• **MATERIAL PROVIDED**
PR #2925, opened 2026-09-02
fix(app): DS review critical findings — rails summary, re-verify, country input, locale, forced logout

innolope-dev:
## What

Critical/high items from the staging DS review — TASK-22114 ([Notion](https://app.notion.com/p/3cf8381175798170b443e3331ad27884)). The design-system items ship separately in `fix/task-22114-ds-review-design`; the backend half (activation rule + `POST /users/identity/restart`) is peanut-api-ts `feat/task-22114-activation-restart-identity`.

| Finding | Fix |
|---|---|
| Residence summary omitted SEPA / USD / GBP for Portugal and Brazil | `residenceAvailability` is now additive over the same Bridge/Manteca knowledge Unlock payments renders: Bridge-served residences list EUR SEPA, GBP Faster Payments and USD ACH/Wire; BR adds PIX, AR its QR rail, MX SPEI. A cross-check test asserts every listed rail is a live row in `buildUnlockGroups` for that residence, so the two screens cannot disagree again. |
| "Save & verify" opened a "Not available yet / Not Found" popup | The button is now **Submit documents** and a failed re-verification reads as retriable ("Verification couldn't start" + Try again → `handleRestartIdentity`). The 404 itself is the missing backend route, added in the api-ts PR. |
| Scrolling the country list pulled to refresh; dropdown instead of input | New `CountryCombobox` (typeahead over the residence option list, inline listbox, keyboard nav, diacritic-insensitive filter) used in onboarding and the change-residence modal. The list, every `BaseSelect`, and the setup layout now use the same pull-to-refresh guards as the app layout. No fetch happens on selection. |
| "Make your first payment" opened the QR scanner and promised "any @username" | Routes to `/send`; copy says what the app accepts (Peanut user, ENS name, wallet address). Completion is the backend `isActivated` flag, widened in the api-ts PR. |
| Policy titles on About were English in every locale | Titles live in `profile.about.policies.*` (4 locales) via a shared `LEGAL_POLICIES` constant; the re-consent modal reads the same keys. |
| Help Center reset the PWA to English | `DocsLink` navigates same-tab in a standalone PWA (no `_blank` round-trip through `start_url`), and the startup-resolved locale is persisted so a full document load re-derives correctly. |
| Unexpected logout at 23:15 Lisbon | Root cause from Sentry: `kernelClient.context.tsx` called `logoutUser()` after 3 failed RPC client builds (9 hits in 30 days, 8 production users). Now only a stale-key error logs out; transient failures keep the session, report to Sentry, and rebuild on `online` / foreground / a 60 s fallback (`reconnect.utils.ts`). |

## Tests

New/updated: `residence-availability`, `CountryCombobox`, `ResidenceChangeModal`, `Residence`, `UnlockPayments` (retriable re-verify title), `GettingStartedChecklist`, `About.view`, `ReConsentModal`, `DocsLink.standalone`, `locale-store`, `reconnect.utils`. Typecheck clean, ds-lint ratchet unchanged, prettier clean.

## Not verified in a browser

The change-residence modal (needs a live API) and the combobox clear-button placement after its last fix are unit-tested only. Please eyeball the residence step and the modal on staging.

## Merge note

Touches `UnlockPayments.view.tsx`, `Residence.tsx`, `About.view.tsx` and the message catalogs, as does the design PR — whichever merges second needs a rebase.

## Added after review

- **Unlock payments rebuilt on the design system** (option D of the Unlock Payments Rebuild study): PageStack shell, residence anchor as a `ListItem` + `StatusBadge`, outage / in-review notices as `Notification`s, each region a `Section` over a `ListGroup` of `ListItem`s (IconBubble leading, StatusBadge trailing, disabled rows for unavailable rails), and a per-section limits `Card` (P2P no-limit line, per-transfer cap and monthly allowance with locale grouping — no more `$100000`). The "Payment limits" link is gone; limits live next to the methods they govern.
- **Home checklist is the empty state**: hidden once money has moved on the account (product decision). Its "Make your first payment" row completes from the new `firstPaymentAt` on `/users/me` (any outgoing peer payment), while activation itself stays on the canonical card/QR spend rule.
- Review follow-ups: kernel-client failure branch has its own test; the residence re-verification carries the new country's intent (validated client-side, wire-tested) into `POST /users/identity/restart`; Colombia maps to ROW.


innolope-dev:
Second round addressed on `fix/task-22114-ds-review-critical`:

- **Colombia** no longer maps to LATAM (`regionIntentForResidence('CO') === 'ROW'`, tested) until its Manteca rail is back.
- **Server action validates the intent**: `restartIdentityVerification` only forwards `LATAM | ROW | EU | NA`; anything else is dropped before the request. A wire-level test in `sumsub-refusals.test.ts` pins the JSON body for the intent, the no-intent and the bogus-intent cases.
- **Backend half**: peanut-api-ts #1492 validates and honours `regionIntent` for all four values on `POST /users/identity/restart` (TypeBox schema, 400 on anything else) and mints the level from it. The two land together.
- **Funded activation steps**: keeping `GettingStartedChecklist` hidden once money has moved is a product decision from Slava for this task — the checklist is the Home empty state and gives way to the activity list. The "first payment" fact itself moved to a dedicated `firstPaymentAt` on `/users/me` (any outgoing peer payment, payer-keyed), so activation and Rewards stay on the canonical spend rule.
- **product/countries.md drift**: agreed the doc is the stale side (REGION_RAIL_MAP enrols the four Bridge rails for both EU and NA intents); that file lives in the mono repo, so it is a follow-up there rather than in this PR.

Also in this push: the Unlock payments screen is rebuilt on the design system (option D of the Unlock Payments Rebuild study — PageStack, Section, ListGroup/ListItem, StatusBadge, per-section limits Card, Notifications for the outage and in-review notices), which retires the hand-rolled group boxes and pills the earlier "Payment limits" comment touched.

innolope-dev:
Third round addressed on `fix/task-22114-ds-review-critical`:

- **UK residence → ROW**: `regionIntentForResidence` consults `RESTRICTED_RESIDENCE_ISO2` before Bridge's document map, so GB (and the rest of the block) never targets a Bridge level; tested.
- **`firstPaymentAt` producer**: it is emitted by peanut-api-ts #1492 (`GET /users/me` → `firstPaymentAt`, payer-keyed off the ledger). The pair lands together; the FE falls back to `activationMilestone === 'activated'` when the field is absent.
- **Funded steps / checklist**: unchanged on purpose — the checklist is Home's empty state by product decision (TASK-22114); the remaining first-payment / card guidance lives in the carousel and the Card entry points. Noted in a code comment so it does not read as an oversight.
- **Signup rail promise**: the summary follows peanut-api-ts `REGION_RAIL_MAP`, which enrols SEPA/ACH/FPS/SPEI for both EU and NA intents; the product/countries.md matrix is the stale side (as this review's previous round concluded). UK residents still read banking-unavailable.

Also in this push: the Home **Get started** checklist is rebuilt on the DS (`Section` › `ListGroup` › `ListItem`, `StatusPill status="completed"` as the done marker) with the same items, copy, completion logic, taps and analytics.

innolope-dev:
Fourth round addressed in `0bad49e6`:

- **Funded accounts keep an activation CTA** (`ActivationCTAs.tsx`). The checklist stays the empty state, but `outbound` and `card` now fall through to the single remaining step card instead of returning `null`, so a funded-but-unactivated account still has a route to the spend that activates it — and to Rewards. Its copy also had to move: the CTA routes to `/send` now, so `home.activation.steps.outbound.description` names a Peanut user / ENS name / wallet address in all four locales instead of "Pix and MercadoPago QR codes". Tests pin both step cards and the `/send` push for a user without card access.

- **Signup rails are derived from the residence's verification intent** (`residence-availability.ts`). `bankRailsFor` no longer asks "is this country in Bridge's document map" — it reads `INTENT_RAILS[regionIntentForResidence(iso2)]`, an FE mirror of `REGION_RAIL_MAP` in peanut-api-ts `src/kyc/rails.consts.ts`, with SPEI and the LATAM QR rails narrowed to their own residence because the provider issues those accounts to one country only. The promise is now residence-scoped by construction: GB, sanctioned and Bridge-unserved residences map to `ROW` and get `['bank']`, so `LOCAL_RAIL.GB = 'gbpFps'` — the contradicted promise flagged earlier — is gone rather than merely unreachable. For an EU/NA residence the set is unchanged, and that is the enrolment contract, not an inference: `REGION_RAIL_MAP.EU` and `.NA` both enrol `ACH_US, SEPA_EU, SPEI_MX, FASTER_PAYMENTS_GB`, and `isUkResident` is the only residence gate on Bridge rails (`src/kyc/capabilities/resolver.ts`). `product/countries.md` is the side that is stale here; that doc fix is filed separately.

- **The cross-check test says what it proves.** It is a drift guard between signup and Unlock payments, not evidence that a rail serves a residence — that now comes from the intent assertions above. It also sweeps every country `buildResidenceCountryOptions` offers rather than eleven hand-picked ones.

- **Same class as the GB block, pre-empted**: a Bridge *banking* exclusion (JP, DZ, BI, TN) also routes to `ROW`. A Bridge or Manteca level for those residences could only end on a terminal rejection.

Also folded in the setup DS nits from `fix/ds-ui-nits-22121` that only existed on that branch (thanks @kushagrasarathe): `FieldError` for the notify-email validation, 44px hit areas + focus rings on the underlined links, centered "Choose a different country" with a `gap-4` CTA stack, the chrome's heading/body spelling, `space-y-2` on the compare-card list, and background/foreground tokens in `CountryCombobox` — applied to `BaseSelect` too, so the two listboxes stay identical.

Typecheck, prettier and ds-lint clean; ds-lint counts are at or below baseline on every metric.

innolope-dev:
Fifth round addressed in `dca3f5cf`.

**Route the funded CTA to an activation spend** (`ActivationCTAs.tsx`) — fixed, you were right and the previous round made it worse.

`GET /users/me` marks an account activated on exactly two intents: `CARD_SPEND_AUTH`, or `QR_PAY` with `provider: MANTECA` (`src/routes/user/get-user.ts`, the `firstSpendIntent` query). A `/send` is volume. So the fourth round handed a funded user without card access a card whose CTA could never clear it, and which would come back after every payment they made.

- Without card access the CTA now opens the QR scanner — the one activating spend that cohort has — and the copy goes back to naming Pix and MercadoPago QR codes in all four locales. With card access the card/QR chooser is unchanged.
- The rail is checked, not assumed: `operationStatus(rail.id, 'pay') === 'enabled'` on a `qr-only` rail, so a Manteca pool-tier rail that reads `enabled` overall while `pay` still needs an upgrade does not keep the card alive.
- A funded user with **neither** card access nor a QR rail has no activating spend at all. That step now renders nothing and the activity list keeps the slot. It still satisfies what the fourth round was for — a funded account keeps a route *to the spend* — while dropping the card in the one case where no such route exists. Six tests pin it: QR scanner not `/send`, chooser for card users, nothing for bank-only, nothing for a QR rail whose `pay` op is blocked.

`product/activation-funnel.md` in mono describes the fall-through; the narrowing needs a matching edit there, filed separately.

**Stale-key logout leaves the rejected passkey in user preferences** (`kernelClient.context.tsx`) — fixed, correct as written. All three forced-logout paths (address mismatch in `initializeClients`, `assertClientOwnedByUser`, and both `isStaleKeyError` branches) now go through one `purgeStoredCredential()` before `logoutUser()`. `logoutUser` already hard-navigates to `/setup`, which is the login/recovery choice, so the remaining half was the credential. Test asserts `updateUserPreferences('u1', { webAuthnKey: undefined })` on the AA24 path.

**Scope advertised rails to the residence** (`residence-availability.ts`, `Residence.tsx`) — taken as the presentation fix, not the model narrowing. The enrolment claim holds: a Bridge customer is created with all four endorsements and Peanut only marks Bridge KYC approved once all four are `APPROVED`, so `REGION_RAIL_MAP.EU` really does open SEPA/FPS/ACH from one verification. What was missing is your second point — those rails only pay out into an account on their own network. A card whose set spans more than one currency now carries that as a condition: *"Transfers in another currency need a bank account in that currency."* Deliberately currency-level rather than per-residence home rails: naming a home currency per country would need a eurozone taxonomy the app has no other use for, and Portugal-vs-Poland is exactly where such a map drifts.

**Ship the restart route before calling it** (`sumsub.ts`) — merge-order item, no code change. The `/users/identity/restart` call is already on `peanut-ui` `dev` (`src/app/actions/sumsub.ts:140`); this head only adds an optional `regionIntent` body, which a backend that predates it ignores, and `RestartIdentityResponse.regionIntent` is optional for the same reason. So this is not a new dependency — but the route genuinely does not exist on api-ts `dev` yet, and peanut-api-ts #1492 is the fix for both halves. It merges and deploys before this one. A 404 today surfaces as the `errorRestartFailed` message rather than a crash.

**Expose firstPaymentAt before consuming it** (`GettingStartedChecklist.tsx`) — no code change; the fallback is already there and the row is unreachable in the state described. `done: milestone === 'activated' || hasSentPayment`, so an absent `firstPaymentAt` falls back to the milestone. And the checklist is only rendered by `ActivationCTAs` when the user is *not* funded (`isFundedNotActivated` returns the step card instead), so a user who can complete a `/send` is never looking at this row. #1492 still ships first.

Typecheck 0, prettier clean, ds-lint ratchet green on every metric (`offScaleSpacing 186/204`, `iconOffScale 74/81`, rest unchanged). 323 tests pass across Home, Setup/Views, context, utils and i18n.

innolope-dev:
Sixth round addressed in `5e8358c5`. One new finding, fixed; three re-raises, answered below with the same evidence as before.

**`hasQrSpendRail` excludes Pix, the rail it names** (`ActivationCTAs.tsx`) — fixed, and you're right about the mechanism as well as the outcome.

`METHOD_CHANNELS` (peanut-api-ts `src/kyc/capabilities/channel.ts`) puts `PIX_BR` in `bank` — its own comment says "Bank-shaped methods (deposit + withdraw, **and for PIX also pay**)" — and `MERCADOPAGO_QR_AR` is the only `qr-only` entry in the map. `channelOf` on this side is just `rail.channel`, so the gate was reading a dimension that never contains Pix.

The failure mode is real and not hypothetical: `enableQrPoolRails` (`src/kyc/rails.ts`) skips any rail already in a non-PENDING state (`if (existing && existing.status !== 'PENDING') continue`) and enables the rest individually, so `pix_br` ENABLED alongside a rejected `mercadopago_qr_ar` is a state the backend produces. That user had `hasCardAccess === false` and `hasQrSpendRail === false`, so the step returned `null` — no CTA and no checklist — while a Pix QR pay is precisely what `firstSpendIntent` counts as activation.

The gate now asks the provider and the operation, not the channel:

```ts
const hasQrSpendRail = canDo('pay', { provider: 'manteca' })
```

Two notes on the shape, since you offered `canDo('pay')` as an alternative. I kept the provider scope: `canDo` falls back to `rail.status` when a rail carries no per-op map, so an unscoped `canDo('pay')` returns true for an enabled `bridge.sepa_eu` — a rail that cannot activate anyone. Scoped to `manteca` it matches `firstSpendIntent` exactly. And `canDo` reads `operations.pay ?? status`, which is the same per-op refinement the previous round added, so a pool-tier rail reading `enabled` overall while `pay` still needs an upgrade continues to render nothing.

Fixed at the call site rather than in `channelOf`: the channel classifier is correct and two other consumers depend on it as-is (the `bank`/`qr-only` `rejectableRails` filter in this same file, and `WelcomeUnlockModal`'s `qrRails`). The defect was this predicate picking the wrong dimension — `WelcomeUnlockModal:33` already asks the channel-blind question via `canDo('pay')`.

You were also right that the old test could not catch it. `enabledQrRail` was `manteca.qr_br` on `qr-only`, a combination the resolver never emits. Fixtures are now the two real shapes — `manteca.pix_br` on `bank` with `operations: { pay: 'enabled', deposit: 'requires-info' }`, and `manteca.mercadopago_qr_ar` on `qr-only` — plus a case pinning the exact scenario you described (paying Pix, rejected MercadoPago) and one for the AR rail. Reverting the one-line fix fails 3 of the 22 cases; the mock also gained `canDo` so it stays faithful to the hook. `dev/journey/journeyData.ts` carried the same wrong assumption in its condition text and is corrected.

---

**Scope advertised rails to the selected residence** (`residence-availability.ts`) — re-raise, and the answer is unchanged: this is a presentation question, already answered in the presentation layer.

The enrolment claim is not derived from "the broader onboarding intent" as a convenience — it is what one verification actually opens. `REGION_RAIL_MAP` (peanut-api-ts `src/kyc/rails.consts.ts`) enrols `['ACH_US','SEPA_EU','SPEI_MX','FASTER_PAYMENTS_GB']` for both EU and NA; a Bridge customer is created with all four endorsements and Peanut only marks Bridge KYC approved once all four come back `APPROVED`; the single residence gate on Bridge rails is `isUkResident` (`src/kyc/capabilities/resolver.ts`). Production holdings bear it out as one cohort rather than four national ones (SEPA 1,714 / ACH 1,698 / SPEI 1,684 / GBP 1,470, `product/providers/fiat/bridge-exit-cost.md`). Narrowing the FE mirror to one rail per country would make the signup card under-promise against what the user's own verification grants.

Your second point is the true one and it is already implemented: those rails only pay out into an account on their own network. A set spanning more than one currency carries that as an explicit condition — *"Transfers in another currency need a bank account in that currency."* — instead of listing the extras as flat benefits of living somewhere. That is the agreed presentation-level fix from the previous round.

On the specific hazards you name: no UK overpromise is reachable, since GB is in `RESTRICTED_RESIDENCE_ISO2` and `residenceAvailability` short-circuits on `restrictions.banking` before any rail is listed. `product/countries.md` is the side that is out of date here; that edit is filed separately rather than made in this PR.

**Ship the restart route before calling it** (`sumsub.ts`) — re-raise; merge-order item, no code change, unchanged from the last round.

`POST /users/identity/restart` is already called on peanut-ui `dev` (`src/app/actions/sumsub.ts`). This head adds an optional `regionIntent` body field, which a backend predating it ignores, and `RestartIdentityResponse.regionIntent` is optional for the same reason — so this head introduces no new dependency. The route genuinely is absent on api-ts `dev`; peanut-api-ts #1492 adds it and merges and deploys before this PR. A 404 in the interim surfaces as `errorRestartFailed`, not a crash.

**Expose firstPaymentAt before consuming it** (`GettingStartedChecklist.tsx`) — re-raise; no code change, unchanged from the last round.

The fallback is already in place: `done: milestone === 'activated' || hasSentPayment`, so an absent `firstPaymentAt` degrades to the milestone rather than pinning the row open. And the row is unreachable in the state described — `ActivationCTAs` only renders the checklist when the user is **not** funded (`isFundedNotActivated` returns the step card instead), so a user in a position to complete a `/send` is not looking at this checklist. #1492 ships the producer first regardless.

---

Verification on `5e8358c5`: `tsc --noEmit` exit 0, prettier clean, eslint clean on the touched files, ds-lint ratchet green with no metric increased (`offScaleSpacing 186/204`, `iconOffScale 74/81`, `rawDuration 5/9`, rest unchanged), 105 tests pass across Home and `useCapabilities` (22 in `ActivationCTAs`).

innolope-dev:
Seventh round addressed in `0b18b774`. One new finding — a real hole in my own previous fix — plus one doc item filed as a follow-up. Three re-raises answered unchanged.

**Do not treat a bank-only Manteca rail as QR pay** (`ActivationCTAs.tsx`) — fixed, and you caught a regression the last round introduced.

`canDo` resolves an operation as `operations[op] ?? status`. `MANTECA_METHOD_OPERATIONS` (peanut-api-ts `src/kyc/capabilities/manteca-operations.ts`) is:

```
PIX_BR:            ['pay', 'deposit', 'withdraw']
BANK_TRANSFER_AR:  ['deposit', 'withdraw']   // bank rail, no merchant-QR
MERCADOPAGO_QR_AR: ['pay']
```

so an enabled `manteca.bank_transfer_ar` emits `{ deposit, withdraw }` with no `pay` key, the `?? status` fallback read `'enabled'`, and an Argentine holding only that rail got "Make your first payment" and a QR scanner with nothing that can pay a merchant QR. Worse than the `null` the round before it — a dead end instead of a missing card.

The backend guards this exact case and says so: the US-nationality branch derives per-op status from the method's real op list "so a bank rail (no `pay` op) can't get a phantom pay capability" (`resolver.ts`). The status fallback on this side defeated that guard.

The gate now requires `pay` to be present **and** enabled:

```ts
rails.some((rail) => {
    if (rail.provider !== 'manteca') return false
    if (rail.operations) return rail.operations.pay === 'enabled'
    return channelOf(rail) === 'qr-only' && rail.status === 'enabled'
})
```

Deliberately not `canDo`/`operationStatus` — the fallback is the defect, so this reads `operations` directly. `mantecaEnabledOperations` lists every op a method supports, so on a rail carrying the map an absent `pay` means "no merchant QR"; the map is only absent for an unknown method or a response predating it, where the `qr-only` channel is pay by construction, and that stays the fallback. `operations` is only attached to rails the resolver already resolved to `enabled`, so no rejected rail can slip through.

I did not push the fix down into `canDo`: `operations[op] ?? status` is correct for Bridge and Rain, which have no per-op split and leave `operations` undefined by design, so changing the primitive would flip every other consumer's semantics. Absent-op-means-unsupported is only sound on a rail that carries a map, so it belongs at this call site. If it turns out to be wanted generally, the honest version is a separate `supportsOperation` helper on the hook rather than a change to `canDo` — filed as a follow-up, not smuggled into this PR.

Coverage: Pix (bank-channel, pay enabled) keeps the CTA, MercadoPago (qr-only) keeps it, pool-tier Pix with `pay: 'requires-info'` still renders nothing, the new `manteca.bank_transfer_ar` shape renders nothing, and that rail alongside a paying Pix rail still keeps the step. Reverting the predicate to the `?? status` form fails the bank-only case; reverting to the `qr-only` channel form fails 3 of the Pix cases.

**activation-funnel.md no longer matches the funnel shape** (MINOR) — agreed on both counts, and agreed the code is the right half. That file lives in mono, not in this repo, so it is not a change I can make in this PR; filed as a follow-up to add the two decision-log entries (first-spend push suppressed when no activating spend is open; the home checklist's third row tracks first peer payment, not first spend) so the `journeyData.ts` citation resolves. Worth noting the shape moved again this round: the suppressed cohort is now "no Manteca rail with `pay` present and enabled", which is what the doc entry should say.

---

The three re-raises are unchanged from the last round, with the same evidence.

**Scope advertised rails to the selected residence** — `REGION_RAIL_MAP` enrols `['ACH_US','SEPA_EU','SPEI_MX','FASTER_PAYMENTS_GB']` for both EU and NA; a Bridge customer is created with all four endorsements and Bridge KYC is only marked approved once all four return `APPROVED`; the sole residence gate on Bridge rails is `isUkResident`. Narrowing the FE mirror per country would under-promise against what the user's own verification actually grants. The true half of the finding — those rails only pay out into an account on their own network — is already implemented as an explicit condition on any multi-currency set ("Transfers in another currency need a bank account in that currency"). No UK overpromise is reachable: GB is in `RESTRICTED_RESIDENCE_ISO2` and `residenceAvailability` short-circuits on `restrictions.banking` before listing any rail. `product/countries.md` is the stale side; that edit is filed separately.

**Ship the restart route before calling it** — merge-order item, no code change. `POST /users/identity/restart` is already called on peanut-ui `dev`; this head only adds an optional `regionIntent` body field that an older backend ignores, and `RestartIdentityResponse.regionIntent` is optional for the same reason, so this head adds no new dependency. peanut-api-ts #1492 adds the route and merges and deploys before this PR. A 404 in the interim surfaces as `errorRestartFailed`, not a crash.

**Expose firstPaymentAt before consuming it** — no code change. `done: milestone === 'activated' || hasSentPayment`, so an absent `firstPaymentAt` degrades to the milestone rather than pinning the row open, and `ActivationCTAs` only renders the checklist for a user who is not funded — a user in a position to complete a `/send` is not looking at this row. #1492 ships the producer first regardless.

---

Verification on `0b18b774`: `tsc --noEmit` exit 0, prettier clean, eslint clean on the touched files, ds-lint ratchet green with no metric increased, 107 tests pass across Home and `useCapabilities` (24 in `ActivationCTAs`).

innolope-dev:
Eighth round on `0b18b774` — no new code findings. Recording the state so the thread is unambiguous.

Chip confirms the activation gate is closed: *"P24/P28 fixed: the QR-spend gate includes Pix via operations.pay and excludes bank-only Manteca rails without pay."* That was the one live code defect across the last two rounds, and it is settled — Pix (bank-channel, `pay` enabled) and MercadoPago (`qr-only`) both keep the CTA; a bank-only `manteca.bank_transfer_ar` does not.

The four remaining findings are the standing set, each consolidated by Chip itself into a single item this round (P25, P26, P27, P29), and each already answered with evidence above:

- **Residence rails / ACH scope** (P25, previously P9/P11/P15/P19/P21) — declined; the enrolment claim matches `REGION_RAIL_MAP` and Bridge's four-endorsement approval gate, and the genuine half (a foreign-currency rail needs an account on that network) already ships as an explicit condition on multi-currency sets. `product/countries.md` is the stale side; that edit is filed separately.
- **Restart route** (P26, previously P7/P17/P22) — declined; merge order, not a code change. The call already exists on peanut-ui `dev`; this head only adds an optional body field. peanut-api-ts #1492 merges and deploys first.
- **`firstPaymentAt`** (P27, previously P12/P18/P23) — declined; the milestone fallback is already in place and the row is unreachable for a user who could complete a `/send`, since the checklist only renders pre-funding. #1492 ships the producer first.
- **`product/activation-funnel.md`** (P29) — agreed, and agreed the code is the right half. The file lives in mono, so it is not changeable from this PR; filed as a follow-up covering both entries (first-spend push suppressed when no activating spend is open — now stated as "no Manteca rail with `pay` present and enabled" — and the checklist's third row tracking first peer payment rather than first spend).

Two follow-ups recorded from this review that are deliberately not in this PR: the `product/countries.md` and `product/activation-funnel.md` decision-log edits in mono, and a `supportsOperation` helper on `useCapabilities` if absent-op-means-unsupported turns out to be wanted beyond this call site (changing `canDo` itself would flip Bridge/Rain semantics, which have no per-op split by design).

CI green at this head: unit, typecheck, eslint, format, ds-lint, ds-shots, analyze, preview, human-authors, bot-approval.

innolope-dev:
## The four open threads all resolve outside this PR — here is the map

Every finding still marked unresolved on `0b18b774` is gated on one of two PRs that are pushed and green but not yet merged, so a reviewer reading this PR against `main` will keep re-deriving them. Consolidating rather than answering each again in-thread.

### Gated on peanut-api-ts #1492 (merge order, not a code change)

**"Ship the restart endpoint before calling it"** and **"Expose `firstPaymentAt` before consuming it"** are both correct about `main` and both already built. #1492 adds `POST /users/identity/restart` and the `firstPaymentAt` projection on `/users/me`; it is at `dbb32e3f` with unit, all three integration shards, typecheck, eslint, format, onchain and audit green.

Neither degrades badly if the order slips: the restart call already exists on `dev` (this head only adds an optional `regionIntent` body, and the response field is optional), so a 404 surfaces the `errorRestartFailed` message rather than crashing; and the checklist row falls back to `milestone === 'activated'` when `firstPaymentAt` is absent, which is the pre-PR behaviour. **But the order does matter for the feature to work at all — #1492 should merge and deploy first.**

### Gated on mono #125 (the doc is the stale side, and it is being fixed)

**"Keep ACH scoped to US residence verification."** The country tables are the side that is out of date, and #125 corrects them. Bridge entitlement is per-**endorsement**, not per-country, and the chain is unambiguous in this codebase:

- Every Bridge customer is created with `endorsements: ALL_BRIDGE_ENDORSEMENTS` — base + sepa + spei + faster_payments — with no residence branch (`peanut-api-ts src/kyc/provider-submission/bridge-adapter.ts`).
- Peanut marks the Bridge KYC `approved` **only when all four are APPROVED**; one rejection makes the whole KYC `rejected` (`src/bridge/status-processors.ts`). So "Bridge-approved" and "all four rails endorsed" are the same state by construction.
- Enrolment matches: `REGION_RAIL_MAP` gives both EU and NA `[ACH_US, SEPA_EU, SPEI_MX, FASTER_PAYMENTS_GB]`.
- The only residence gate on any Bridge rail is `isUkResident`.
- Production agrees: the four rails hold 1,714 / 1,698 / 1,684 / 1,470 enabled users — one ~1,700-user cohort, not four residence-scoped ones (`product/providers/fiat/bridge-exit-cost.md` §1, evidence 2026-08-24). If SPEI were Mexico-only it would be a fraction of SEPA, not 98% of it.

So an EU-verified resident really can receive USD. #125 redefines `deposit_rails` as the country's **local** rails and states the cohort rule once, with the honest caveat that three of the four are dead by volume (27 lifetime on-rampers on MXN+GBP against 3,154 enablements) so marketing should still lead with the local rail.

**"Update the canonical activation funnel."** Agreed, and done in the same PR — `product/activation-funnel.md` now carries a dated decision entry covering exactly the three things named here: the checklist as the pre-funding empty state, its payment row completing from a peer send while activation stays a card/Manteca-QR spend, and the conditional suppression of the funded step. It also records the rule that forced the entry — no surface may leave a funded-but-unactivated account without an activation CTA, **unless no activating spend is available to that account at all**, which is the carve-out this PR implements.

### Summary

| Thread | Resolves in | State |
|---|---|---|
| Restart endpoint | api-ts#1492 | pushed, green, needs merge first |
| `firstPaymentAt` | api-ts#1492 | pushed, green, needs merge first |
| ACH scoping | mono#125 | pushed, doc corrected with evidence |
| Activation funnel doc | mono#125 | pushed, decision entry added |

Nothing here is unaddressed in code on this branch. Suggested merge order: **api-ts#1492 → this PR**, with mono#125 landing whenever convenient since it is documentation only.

• **EXERCISE DETAILS**
Scan the material for lines with the word "increased", and copy each line you find.

• **SOLUTION**
Verification on `5e8358c5`: `tsc --noEmit` exit 0, prettier clean, eslint clean on the touched files, ds-lint ratchet green with no metric increased (`offScaleSpacing 186/204`, `iconOffScale 74/81`, `rawDuration 5/9`, rest unchanged), 105 tests pass across Home and `useCapabilities` (22 in `ActivationCTAs`).
Verification on `0b18b774`: `tsc --noEmit` exit 0, prettier clean, eslint clean on the touched files, ds-lint ratchet green with no metric increased, 107 tests pass across Home and `useCapabilities` (24 in `ActivationCTAs`).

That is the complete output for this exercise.